Once your application is deployed to production, monitoring is the only friend that can help you avoid embarrassing situations like a service not responding or an application is running very slow. You would like to make sure that monitoring and alerting systems are in place so that before you start hearing complaints from your end users, you can know about the problem and fix it. You would also like to make sure automated systems are in place to handle such issues.

Amazon CloudWatch is a service provided by AWS which can help us add monitoring for AWS resources.

image source https://docs.aws.amazon.com/AmazonCloudWatch/latest/monitoring/cloudwatch_architecture.html

Let’s try to understand the above design. AWS services publish data to cloud watch in the form of metrics. Metrics here contain time-ordered data for various aspects, like CPU usage. Cloud watch processes the data and is capable of showing that in the form of graphs and bars. One can also set alarms on certain events like CPU usage goes beyond 75%. Based on alarm action can be taken like sending an email notification to admins or autoscale the application by adding an additional server to reduce CPU usage. One can also publish additional application data to CloudWatch for monitoring.

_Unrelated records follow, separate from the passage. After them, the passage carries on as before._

PR #168, opened 2022-05-21
fix: constant updating

ChrisPRobinson:
fix: enable `skip-update` to work right

Previously the string was the wrong name so it never skipped.

## Jira ID

[DTSS-1841]

## Notes for your reviewers

[DTSS-1841]: https://outreach-io.atlassian.net/browse/DTSS-1841?atlOrigin=eyJpIjoiNWRkNTljNzYxNjVmNDY3MDlhMDU5Y2ZhYzA5YTRkZjUiLCJwIjoiZ2l0aHViLWNvbS1KU1cifQ

### DIFF
--- a/pkg/updater/cli.go
+++ b/pkg/updater/cli.go
@@ -56,7 +56,7 @@ func (u *updater) hookIntoCLI() {
 				u.forceCheck = true
 			}
 
-			if strings.EqualFold(f, "skip-updater") {
+			if strings.EqualFold(f, "skip-update") {
 				u.disabled = true
 			}
 		}


plisy (approved):

pkg/updater/cli.go
```diff
@@ -56,7 +56,7 @@ func (u *updater) hookIntoCLI() {
 				u.forceCheck = true
 			}
 
-			if strings.EqualFold(f, "skip-updater") {
+			if strings.EqualFold(f, "skip-update") {
```
jaredallard, line 59: Whew

PR #180, opened 2022-06-23
feat: force no trace

george-e-shaw-iv:

* adds the ability to force no trace from headers

## Jira ID

[XX-XX]

### DIFF
--- a/pkg/trace/propagation.go
+++ b/pkg/trace/propagation.go
@@ -69,10 +69,15 @@ func (h *Handler) ServeHTTP(w http.ResponseWriter, r *http.Request) {
 
 	handler := otelhttp.NewHandler(h.handler, h.operation)
 
-	force := r.Header.Get(HeaderForceTracing)
-	if force != "" {
-		startOptions = oteltrace.WithAttributes(attribute.String(fieldForceTrace, force))
+	forceTrace := r.Header.Get(HeaderForceTracing)
+	if forceTrace != "" {
+		startOptions = oteltrace.WithAttributes(attribute.String(fieldForceTrace, forceTrace))
 		handler = otelhttp.NewHandler(h.handler, h.operation, otelhttp.WithSpanOptions(startOptions))
+	} else {
+		forceNoTrace := r.Header.Get(HeaderForceNoTracing)
+		if forceNoTrace != "" {
+			handler = h.handler
+		}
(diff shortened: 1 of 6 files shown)


pkg/trace/propagation.go
```diff
@@ -127,6 +131,12 @@ func (t *otelTracer) fromHeaders(ctx context.Context, hdrs map[string][]string,
 	force := header.Get(HeaderForceTracing)
 	if force != "" {
 		ctx = ForceTracing(ctx)
+	} else {
+		// We do this in an else block so force-trace always takes precedent over force-no-trace.
+		forceNoTracing := header.Get(HeaderForceNoTracing)
+		if forceNoTracing != "" {
+			ctx = ForceNoTracing(ctx)
```
artemchernyak-outreach, line 138: This should just skip creating the `otelhttp.NewHandler` and just run `h.ServeHTTP(w, r)` here. Otherwise `otelhttp.NewHandler` will continue propagating the handler.

artemchernyak-outreach (changes requested):

pkg/trace/propagation_test.go
```diff
@@ -14,6 +14,40 @@ import (
 	"github.com/google/go-cmp/cmp"
 )
 
+func (suite) TestForceNoTracingByHeader(t *testing.T) {
+	defer app.SetName(app.Info().Name)
+	app.SetName("gobox")
+
+	recorder := tracetest.NewSpanRecorderWithOptions(tracetest.Options{
+		SamplePercent: 0.1,
```
artemchernyak-outreach, line 22: You should use `NewSpanRecorder` here without the options. That way you will use 100% sampling instead of 0.1%.

pkg/trace/propagation.go
artemchernyak-outreach: If you don't want to completely drop the trace, then you can manually extract it like https://github.com/getoutreach/gobox/blob/main/pkg/trace/propagation.go#L140-L141. Just don't start a new span. 

I could see this header working either way. But to me it seems more intuitive to have this completely drop the trace is you pass a no tracing header.

george-e-shaw-iv: i think you thought this was in another function, and i added it in the appropriate function

PR #185, opened 2022-07-13
fix(async.pool): making logging optional

kadukf-outreach:
Logging in the async.pool is noisy, errors can be a business values handled in the business code (moving/extracting the code)

## Jira ID

[XX-XX]


pkg/async/pool/pool.go
```diff
@@ -273,3 +262,27 @@ type unit struct {
 	Context context.Context
 	Runner  async.Runner
 }
+
+type loggingScheduler struct {
+	Inner Scheduler
+	Name  string
```
dmytrokasianenko-outreach, line 268: there is already option for Name, would it make sense to remove it?

kadukf-outreach: removing it

dmytrokasianenko-outreach (approved):

pkg/async/pool/pool.go
```diff
@@ -273,3 +255,27 @@ type unit struct {
...
+}
+
+func (w *loggingScheduler) Schedule(ctx context.Context, r async.Runner) error {
+	return w.log(ctx, w.Inner.Schedule(ctx, async.Func(func(ctx context.Context) error {
+		return w.log(ctx, r.Run(ctx))
+	})))
+}
+
+// WithLogging creates a scheduler which logs the errors returned from the scheduling as well as executing phase
```
artemchernyak-outreach, line 270: Does this mean that if a service update gobox without switching over to `WithLogging` they will lose logging without warning?

If that's the case, I think that we should make this `WithoutLogging` and make the default include logging.

vk-outreach: Yeah, looks like this is in use only in mailroomapi and ppsgateway.  So, if you are willing to manually upgrade those repos, then this is ok.

artemchernyak-outreach (approved):

vk-outreach (approved):
LGTM given that the breaking change is limited to only a couple of repos.

A slightly different approach is to remove this option altogether and instead export two helpers:

```golang
func LogScheduler(s Scheduler, args ...log.Marshaler) Scheduler {
    ....  just export loggingScheduler
}

func LogRunner(r async.Runner, args ...log.Marshaler) async.Runner {
    ... just export a new runner which also logs on errors
}
```

I am ok with this specific change though.

pkg/async/pool/pool.go
artemchernyak-outreach: Sounds good to me. Thanks for looking into it!

artemchernyak-outreach (approved):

Let’s take a look at how we can create metrics and alerts for EC2 instance. Basic CloudWatch is by default enabled for EC2. You can enable detailed monitoring which will register events every minute, but it is a paid option.

For this example, I will move ahead with basic default monitoring. As I mentioned that default monitoring is enabled by default, so once you go to CloudWatch, select EC2 resources and you will see some default metrics already in place.

As a next step, we will add Alarms for the instances. You can set up alarms at an individual level, scale group level for autoscale, type of instance, and so on. For the sake of this example, I am choosing a metric of average CPU utilization for all my EC2 instances.

So the alert I am setting says that whenever average CPU utilization for all my instance goes beyond 50% an alarm should be raised. As a result of alarm, I can make the CloudWatch send a message to SNS or Simple Notification Service Queue, from which I can read in some application or serverless function and configure to send email or SMS notifications. One can also set auto-scale options like adding or removing servers or simply restarting an EC2 instance based on the alarm.

AWS Autoscaling application instances

In the last few posts, I have talked about how to host your application on EC2 instance, how to create a replica of application instances, and load-balancing them behind a classic load balancer. The load balancer did help us distributing load among various instances of the application, but that approach had a serious drawback, i.e., you had to have all the instances of application up and running beforehand. We have not thought about money we would be paying extra even if the application load is too low or a situation where our instances will choke when the load is too high.

Autoscaling comes to rescue in such a situation, as the name suggests, you can tell AWS to scale up or down the application instances based on the load coming in for the application. Let’s take a look at how this can be achieved.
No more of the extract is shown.